Data:
PR #1303, opened 2020-03-05
server/grpc: avoid panic in case of nil Header

vtolstov:


jakexks (approved):

server/grpc/subscriber.go
```diff
@@ -178,6 +178,11 @@ func (g *grpcServer) createSubHandler(sb *subscriber, opts server.Options) broke
 		}()
 
 		msg := p.Message()
+		// if we don't ave headers, create empty map
```
jakexks, line 181:
```suggestion
		// if we don't have headers, create empty map
```

PR #1307, opened 2020-03-06
add models

asim:


model/crud/crud.go
```diff
@@ -0,0 +1,29 @@
+// Package crud provides a crud interface
+package crud
+
+type CRUD interface {
+	// Read values
+	Read(...ReadOption) ([]Record, error)
```
jakexks: []*Record?

```suggestion
	Read(...ReadOption) ([]*Record, error)
```

model/crud/crud.go
```diff
@@ -0,0 +1,29 @@
...
+	// Write a value
+	Write(id string, v interface{}) error
+	// Update a record
+	Update(id string, v interface{}) error
+	// Delete a record
+	Delete(id string) error
```
jakexks: Should there be options for Write, Update, Delete even if we can't think of any yet?

```suggestion
	Write(id string, v interface{}, ...WriteOption) error
	// Update a record
	Update(id string, v interface{}, ...UpdateOption) error
	// Delete a record
	Delete(id string, ...DeleteOption) error
```

model/crud/crud.go
```diff
@@ -0,0 +1,29 @@
...
+}
+
+type ReadOption struct {
+	// Id to read
+	Id string
+	// Limit number of returns records
+	Limit int
+	// Offset
+	Offset int
+}
```
jakexks: e.g., ListOption should have offset and limit too

model/crud/crud.go
asim: Record is an interface, should it be a struct? The idea is that it provides a method to scan in the value. Otherwise Record value would be an interface that's not actually the users struct type?

asim: I mean we could do it like https://golang.org/pkg/database/sql/#Row.Scan

model/crud/crud.go
asim: There is no list. CRUD doesn't have anything called list. You use Read and it returns rows.

model/crud/crud.go
jakexks: Ah, that makes sense

PR #1321, opened 2020-03-09
add helper function to determine logger level

vtolstov:


vtolstov:
simple usage
```
if logger.V(logger.TraceLevel, myLog) {
  myLog.Tracef("some big message %v", myBigStruct)
}
```

mostly i think that first user of this is go-micro itself. So we can add many trace/debug stuff to our core without significant overhead. Also users what have long-lived apps and that wants to avoid unnecessary allocations can use it too.

asim:
Makes sense.

asim (approved):

PR #1918, opened 2019-10-04
step2.py

dorry:
Fixed issue.  parsed genesis_file_path to a string since json.dumps() doesn't expect to get a PosixPath because it's not JSON serializable.


dhh1128:
@dorry: Thanks for this contribution. It's great, and we want to merge it. However, we need you to comply with Hyperledger's DCO policy by signing your commit. This tells the world that you agree to contribute under the terms of the Apache license. If you have deep git kung-fu, you can do that with `git rebase -i`, altering the commit message to add the appropriate `Signed-off-by: <you>` statement, and force-pushing the update. If that sounds ugly, just close this PR and start a new one  based on a commit that has the identical content, but that is created with `git commit -s` so it's signed.

dorry:
Thank you for your help!

PR #1921, opened 2019-10-05
unneeded return statement

AxelNennker:


AxelNennker:
I see no way this PR can cause this test anoncreds_revocation_interaction_test_issuance_by_demand to fail.

PR #1923, opened 2019-10-07
Node.js Sample: renamed function utils.pathToIndyClientHome to utils.getPathToIndyCli…

dunff2k:
…entHome. This fixes a crash that occurs when running anoncredsRevocation.js


dunff2k:
I tried to fix the DCO as specified by the link  above - but the check still fails

PR #1925, opened 2019-10-07
Update vcx agent profile before create agent connection

Patrik-Stas:
I suppose things might work differently in Evernym proprietary agency, so maybe rather an adjustment on dummy cloud agency is needed. But if this is not breaking Evernym stuff, it would fix issue with dummy cloud agency - an Agent's first created connection is due to this order not injected with agent configuration such as `logoUrl` or `institutionName`.


Artemkaaas:
@ryMarsh44  @nsivraj  Could you look at this?

PR #1961, opened 2019-11-27
IS-1395: LibVCX Aries: HTTP server to run Aries Test Suite against VCX

jovfer:


jovfer:
would be merged as a part of #1960

PR #1977, opened 2019-12-09
Tests  for empty attribute in libindy

KitHat:


jovfer:
@KitHat @Artemkaaas please make sure that we have high-level tests at the top of libVCX API

vcx/libvcx/src/issuer_credential.rs
```diff
@@ -999,6 +999,17 @@ pub mod tests {
         assert!(!string.is_empty());
     }
 
+    #[test]
+    fn test_empty_val_succeeds() {
```
Artemkaaas: This test actually doesn't check anything.

KitHat: This test checks that empty parameter value does not cause validation failure with empty param

PR #1987, opened 2019-12-16
In pgsql plugin deprecate min_idle_time, supersede by min_idle_count

Patrik-Stas:
The option `min_idle_time` was being used in r2d2's builder `min_idle(u32)` method which is described in r2d2 documentation as:
```
    /// Sets the minimum idle connection count maintained by the pool.
    ///
    /// If set, the pool will try to maintain at least this many idle
    /// connections at all times, while respecting the value of `max_size`.
    ///
    /// Defaults to `None` (equivalent to the value of `max_size`).
    pub fn min_idle(mut self, min_idle: Option<u32>) -> Builder<M> {
        self.min_idle = min_idle;
        self
    }
```
so to prevent confusion, I renamed min_idle_time plugin configuration option to more accurate `min_idle_count`. The `min_idle_time` still works but prints warning in logger.


Patrik-Stas:
Hi @ianco , can you take a look at this as well?

PR #1992, opened 2019-12-17
docs(how-tos): fixes typo in comment

petermetz:


petermetz:
Hmm, I'm guessing the CI is just broken or flaky right now, correct? 
Making the assumption because a literally changed a single character in documentation only and the CI is red anyway.

PR #2026, opened 2020-01-10
IS-1431 -- Add a sourcelist entry after the manual installation of ar…

KitHat:
…tifacts


jovfer:
I think we should try to find a way to avoid duplication in this changes

PR #752, opened 2022-07-12
Bug 2106175: All pages are crashed after visit Virtualization -> Overview

glekner:
## 📝 Description

> Add a brief description

## 🎥 Demo


src/views/clusteroverview/MonitoringTab/top-consumers-card/utils/DurationDropdown.tsx
```diff
@@ -27,8 +27,8 @@ const DurationDropdown: React.FC<DurationDropdownProps> = ({ selectedDuration, s
       variant={SelectVariant.single}
     >
       {DurationOption.getAll().map((durationOption) => {
-        const dropdownLabel = durationOption.getDropdownLabel();
-        const durationValue = durationOption.getValue();
+        const dropdownLabel = durationOption?.getDropdownLabel() || '';
```
pcbailey, line 30: @glekner All members of `DurationOption` are predefined with both `value` and `dropdownLabel` fields. How is it they could be `undefined` or `null`?

PR #753, opened 2022-07-12
CNV-19414: Templates project tab

metalice:

## 📝 Description

Adding template project tab - this gives the user option to move common templates from one name space to another.

## 🎥 Demo

templates-project


src/utils/components/CreateProjectModal/CreateProjectModal.tsx
```diff
@@ -0,0 +1,117 @@
...
+          model: ProjectRequestModel,
+          data,
+        }).then((value) => createdProject(value))
+      }
+      headerText={t('Create project')}
+      submitBtnText={t('Create')}
+      isDisabled={isEmpty(name)}
+    >
+      <Text>
+        {t('An OpenShift project is an alternative representation of a Kubernetes namespace.')}
```
avivtur, line 54: I think we can simply omit the 'An' at the beginning

src/utils/components/CreateProjectModal/CreateProjectModal.tsx
```diff
@@ -0,0 +1,117 @@
...
+      <br />
+      <br />
+      <Form>
+        <FormGroup
+          label={t('Name')}
+          labelIcon={
+            <Popover
+              bodyContent={
+                <Trans t={t} ns="plugin__kubevirt-plugin">
+                  A Project name must consist of lower case alphanumeric characters or &apos;, and
```
avivtur, line 69: I think we can omit the 'A' at the beginning

src/views/clusteroverview/SettingsTab/TemplatesProjectTab/utils/utils.ts
```diff
@@ -0,0 +1,60 @@
...
+    handleLoading(true);
+    try {
+      await k8sPatch<HyperConverged>({
+        model: HyperConvergedModel,
+        resource: hyperConverged,
+        data: [
+          {
+            op: 'replace',
+            path: `/spec/commonTemplatesNamespace`,
+            value: newNamespace === OPENSHIFT ? null : newNamespace,
```
avivtur, line 32: why do you need to check here if the newNamespace is openshift? what will happen if we changed it once from `openshift` to some other namespace and than I want to change it back? won't we lose all templates?

avivtur (commented):
I think we need to change in all the text shown to user all resources like `Templates` `Projects` `Namespaces` to be PascalCase, please fix them as well
other than that looks good to me :)

PR #755, opened 2022-07-12
Bug 2104402: Envs Save button fix

upalatucci:
## 📝 Description

 **Cause**
Save button enabled and disabled at the wrong moment
 - vm update return environments with a different order.
 - Comparison of new and old envs based on the index

**Solution**
Does not base the comparison on the index

### DIFF
--- a/.github/workflows/ci_checks.yml
+++ b/.github/workflows/ci_checks.yml
@@ -19,7 +19,7 @@ jobs:
       - name: Setup Yarn
         uses: actions/setup-node@v2
         with:
-          node-version: '14'
+          node-version: '16'
           cache: 'yarn'
       - run: yarn install
 
@@ -44,7 +44,7 @@ jobs:
       - name: Setup Yarn
         uses: actions/setup-node@v2
         with:
-          node-version: '14'
+          node-version: '16'
           cache: 'yarn'
       - run: yarn install
 
@@ -64,7 +64,7 @@ jobs:
       - name: Setup Yarn
         uses: actions/setup-node@v2
         with:
-          node-version: '14'
+          node-version: '16'
           cache: 'yarn'
       - run: yarn install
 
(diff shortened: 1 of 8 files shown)


src/utils/components/EnvironmentEditor/tests/mosks.ts
```diff
@@ -0,0 +1,114 @@
+import { V1VirtualMachine } from '@kubevirt-ui/kubevirt-api/kubevirt';
+
+export const exampleVirtualMachineWithEnvironments: V1VirtualMachine = {
+  apiVersion: 'kubevirt.io/v1',
+  kind: 'VirtualMachine',
+  metadata: {
+    annotations: {
+      'vm.kubevirt.io/validations':
+        '[\n  {\n    "name": "minimal-required-memory",\n    "path": "jsonpath::.spec.domain.resources.requests.memory",\n    "rule": "integer",\n    "message": "This VM requires more memory.",\n    "min": 1610612736\n  }\n]\n',
```
metalice, line 9: Literal strong won't work here instead of new line escape?

upalatucci: It works! pushing...

.github/workflows/ci_checks.yml
```diff
@@ -19,7 +19,7 @@ jobs:
       - name: Setup Yarn
         uses: actions/setup-node@v2
         with:
-          node-version: '14'
+          node-version: '16'
```
upalatucci, line 22: one test failed because `environment.at(-1)` was not recognized by node 14. This is a feature of node 16. But because node 16 is LTS now we can change this.

package.json
```diff
@@ -142,6 +142,7 @@
     "mochawesome-merge": "^4.2.1",
     "pluralize": "^8.0.0",
     "prettier": "^2.5.1",
+    "reselect": "^4.1.6",
```
upalatucci, line 145: `reselect` as peer dep breaks new tests. Now dev dep. I'll remove it with the new SDK version, I promise

upalatucci (commented):
Some notes for reviewers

What this task involves: Give the count of lines in the data above holding the word "because", and nothing beyond it.

Answer for the task: 3